* [HOW TO COMPLETE THIS TASK]:
What you return has to match the listing below line for line.

* [EXTRACTED RECORDS]:

PR #3821, opened 2022-03-31
refactor single value wrapper

tcaiger:
Issue [MAUI-685](https://linear.app/bes/issue/MAUI-685)

### DIFF
--- a/packages/web-frontend/src/components/View/SingleValueWrapper.js
+++ b/packages/web-frontend/src/components/View/SingleValueWrapper.js
@@ -1,57 +1,46 @@
-/**
- * Tupaia Web
- * Copyright (c) 2019 Beyond Essential Systems Pty Ltd.
- * This source code is licensed under the AGPL-3.0 license
- * found in the LICENSE file in the root directory of this source tree.
+/*
+ * Tupaia
+ * Copyright (c) 2017 - 2022 Beyond Essential Systems Pty Ltd
  */
-/**
- * SingleValueWrapper
- *
- * Renders view with single value from data provided by viewContent object
- * @prop {object} viewContent An object with the following structure
-   {
-    "type": "view",
-    "viewType": "singleValue",
-    "name": "Total Stock On Hand",
-    "value": 24063409.4
-  }
- * @return {React Component} a view with one value and its title
- */
-import React, { PureComponent } from 'react';
+import React from 'react';
 import PropTypes from 'prop-types';
-import { VIEW_STYLES } from '../../styles';
-import { formatDataValue } from '../../utils';
+import styled, { css } from 'styled-components';
+import { VIEW_CONTENT_SHAPE } from './propTypes';
 import { ViewTitle } from './Typography';
+import { VIEW_STYLES, WHITE } from '../../styles';
+import { formatDataValue, isMobile } from '../../utils';
 
-export class SingleValueWrapper extends PureComponent {
-  render() {
-    const {
-      name,
-      valueType,
-      dataColor,
-      value,
-      total,
-      value_metadata: valueMetadata,
-    } = this.props.viewContent;
-    const metadata = valueMetadata || this.props.viewContent[`${name}_metadata`];
-    const { style } = this.props;
-    if (dataColor) {
-      VIEW_STYLES.data.color = dataColor;
-    }
+const DataWrapper = styled.div`
+  font-size: 50px;
+  font-weight: bold;
+  text-align: center;
+  color: ${WHITE};
 
-    return (
-      <div style={VIEW_STYLES.viewContainer}>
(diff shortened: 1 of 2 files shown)


packages/web-frontend/src/components/View/SingleValueWrapper.js
```diff
@@ -1,57 +1,46 @@
-/**
- * Tupaia Web
- * Copyright (c) 2019 Beyond Essential Systems Pty Ltd.
- * This source code is licensed under the AGPL-3.0 license
- * found in the LICENSE file in the root directory of this source tree.
+/*
+ * Tupaia
+ * Copyright (c) 2017 - 2022 Beyond Essential Systems Pty Ltd
```
tcaiger, line 3: This is the current copyright

packages/web-frontend/src/components/View/SingleValueWrapper.js
```diff
@@ -1,57 +1,46 @@
...
  */
-/**
- * SingleValueWrapper
- *
- * Renders view with single value from data provided by viewContent object
- * @prop {object} viewContent An object with the following structure
```
tcaiger, line 11: If we use prop types correctly then we don't also need this doc block and just having the one place with the shape of the viewContent is easier to maintain.

packages/web-frontend/src/components/View/SingleValueWrapper.js
```diff
@@ -1,57 +1,46 @@
...
 import PropTypes from 'prop-types';
-import { VIEW_STYLES } from '../../styles';
-import { formatDataValue } from '../../utils';
+import styled, { css } from 'styled-components';
+import { VIEW_CONTENT_SHAPE } from './propTypes';
 import { ViewTitle } from './Typography';
+import { VIEW_STYLES, WHITE } from '../../styles';
+import { formatDataValue, isMobile } from '../../utils';
+
+const DataWrapper = styled.div`
```
tcaiger, line 13: styled-components is now the convention. There are some advantages such as the styles being written in native css, better code autocomplete and more.

packages/web-frontend/src/components/View/SingleValueWrapper.js
```diff
@@ -1,57 +1,46 @@
...
-      value,
-      total,
-      value_metadata: valueMetadata,
-    } = this.props.viewContent;
-    const metadata = valueMetadata || this.props.viewContent[`${name}_metadata`];
-    const { style } = this.props;
-    if (dataColor) {
-      VIEW_STYLES.data.color = dataColor;
-    }
+  ${!isMobile() &&
```
tcaiger, line 19: Refactoring like this also saves me duplicating the core styles.

packages/web-frontend/src/components/View/SingleValueWrapper.js
```diff
@@ -1,57 +1,46 @@
...
-      <div style={VIEW_STYLES.viewContainer}>
-        <ViewTitle>{name}</ViewTitle>
-        <div style={{ ...VIEW_STYLES.data, ...(style || {}) }}>
-          {formatDataValue(value, valueType, { ...metadata, total })}
-        </div>
-      </div>
-    );
-  }
-}
+export const SingleValueWrapper = ({ viewContent, style }) => {
```
tcaiger, line 28: When working on old components that are the PureComponent class I try to refactor them into the new functional component pattern as it's new new convention (which is used because it's easier to read, is compatible with new react features and is more performant)

packages/web-frontend/src/components/View/SingleValueWrapper.js
```diff
@@ -1,57 +1,46 @@
...
+  const { name, valueType, dataColor, value, total, value_metadata: valueMetadata } = viewContent;
+  const metadata = valueMetadata || viewContent[`${name}_metadata`];
+
+  return (
+    <div style={VIEW_STYLES.viewContainer}>
+      <ViewTitle>{name}</ViewTitle>
+      <DataWrapper style={{ color: dataColor, ...style }}>
```
tcaiger, line 35: This should work out the same as before for determining which color is set. Eg. the hierarchy least important to most.
- the original css above (eg white)
- viewContent.dataColor if it's set
- the style prop if set on a component that uses this component

packages/web-frontend/src/styles/index.js
```diff
@@ -385,23 +385,6 @@ export const VIEW_STYLES = {
     lineHeight: '16px',
     textAlign: 'left',
   },
-  data: isMobile()
```
tcaiger, line 388: I checked and this is only used in our component so it's safe to move the styles into our file and delete this shared const. The advantage of having it locally defined is that we can change the styles without having to worrying about if it affects something else and it's just less cognitive load than switching between files.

* [YOUR RESPONSE]:
PR #3821, opened 2022-03-31
refactor single value wrapper

tcaiger:
Issue [MAUI-685](https://linear.app/bes/issue/MAUI-685)

### DIFF
--- a/packages/web-frontend/src/components/View/SingleValueWrapper.js
+++ b/packages/web-frontend/src/components/View/SingleValueWrapper.js
@@ -1,57 +1,46 @@
-/**
- * Tupaia Web
- * Copyright (c) 2019 Beyond Essential Systems Pty Ltd.
- * This source code is licensed under the AGPL-3.0 license
- * found in the LICENSE file in the root directory of this source tree.
+/*
+ * Tupaia
+ * Copyright (c) 2017 - 2022 Beyond Essential Systems Pty Ltd
  */
-/**
- * SingleValueWrapper
- *
- * Renders view with single value from data provided by viewContent object
- * @prop {object} viewContent An object with the following structure
-   {
-    "type": "view",
-    "viewType": "singleValue",
-    "name": "Total Stock On Hand",
-    "value": 24063409.4
-  }
- * @return {React Component} a view with one value and its title
- */
-import React, { PureComponent } from 'react';
+import React from 'react';
 import PropTypes from 'prop-types';
-import { VIEW_STYLES } from '../../styles';
-import { formatDataValue } from '../../utils';
+import styled, { css } from 'styled-components';
+import { VIEW_CONTENT_SHAPE } from './propTypes';
 import { ViewTitle } from './Typography';
+import { VIEW_STYLES, WHITE } from '../../styles';
+import { formatDataValue, isMobile } from '../../utils';
 
-export class SingleValueWrapper extends PureComponent {
-  render() {
-    const {
-      name,
-      valueType,
-      dataColor,
-      value,
-      total,
-      value_metadata: valueMetadata,
-    } = this.props.viewContent;
-    const metadata = valueMetadata || this.props.viewContent[`${name}_metadata`];
-    const { style } = this.props;
-    if (dataColor) {
-      VIEW_STYLES.data.color = dataColor;
-    }
+const DataWrapper = styled.div`
+  font-size: 50px;
+  font-weight: bold;
+  text-align: center;
+  color: ${WHITE};
 
-    return (
-      <div style={VIEW_STYLES.viewContainer}>
(diff shortened: 1 of 2 files shown)


packages/web-frontend/src/components/View/SingleValueWrapper.js
```diff
@@ -1,57 +1,46 @@
-/**
- * Tupaia Web
- * Copyright (c) 2019 Beyond Essential Systems Pty Ltd.
- * This source code is licensed under the AGPL-3.0 license
- * found in the LICENSE file in the root directory of this source tree.
+/*
+ * Tupaia
+ * Copyright (c) 2017 - 2022 Beyond Essential Systems Pty Ltd
```
tcaiger, line 3: This is the current copyright

packages/web-frontend/src/components/View/SingleValueWrapper.js
```diff
@@ -1,57 +1,46 @@
...
  */
-/**
- * SingleValueWrapper
- *
- * Renders view with single value from data provided by viewContent object
- * @prop {object} viewContent An object with the following structure
```
tcaiger, line 11: If we use prop types correctly then we don't also need this doc block and just having the one place with the shape of the viewContent is easier to maintain.

packages/web-frontend/src/components/View/SingleValueWrapper.js
```diff
@@ -1,57 +1,46 @@
...
 import PropTypes from 'prop-types';
-import { VIEW_STYLES } from '../../styles';
-import { formatDataValue } from '../../utils';
+import styled, { css } from 'styled-components';
+import { VIEW_CONTENT_SHAPE } from './propTypes';
 import { ViewTitle } from './Typography';
+import { VIEW_STYLES, WHITE } from '../../styles';
+import { formatDataValue, isMobile } from '../../utils';
+
+const DataWrapper = styled.div`
```
tcaiger, line 13: styled-components is now the convention. There are some advantages such as the styles being written in native css, better code autocomplete and more.

packages/web-frontend/src/components/View/SingleValueWrapper.js
```diff
@@ -1,57 +1,46 @@
...
-      value,
-      total,
-      value_metadata: valueMetadata,
-    } = this.props.viewContent;
-    const metadata = valueMetadata || this.props.viewContent[`${name}_metadata`];
-    const { style } = this.props;
-    if (dataColor) {
-      VIEW_STYLES.data.color = dataColor;
-    }
+  ${!isMobile() &&
```
tcaiger, line 19: Refactoring like this also saves me duplicating the core styles.

packages/web-frontend/src/components/View/SingleValueWrapper.js
```diff
@@ -1,57 +1,46 @@
...
-      <div style={VIEW_STYLES.viewContainer}>
-        <ViewTitle>{name}</ViewTitle>
-        <div style={{ ...VIEW_STYLES.data, ...(style || {}) }}>
-          {formatDataValue(value, valueType, { ...metadata, total })}
-        </div>
-      </div>
-    );
-  }
-}
+export const SingleValueWrapper = ({ viewContent, style }) => {
```
tcaiger, line 28: When working on old components that are the PureComponent class I try to refactor them into the new functional component pattern as it's new new convention (which is used because it's easier to read, is compatible with new react features and is more performant)

packages/web-frontend/src/components/View/SingleValueWrapper.js
```diff
@@ -1,57 +1,46 @@
...
+  const { name, valueType, dataColor, value, total, value_metadata: valueMetadata } = viewContent;
+  const metadata = valueMetadata || viewContent[`${name}_metadata`];
+
+  return (
+    <div style={VIEW_STYLES.viewContainer}>
+      <ViewTitle>{name}</ViewTitle>
+      <DataWrapper style={{ color: dataColor, ...style }}>
```
tcaiger, line 35: This should work out the same as before for determining which color is set. Eg. the hierarchy least important to most.
- the original css above (eg white)
- viewContent.dataColor if it's set
- the style prop if set on a component that uses this component

packages/web-frontend/src/styles/index.js
```diff
@@ -385,23 +385,6 @@ export const VIEW_STYLES = {
     lineHeight: '16px',
     textAlign: 'left',
   },
-  data: isMobile()
```
tcaiger, line 388: I checked and this is only used in our component so it's safe to move the styles into our file and delete this shared const. The advantage of having it locally defined is that we can change the styles without having to worrying about if it affects something else and it's just less cognitive load than switching between files.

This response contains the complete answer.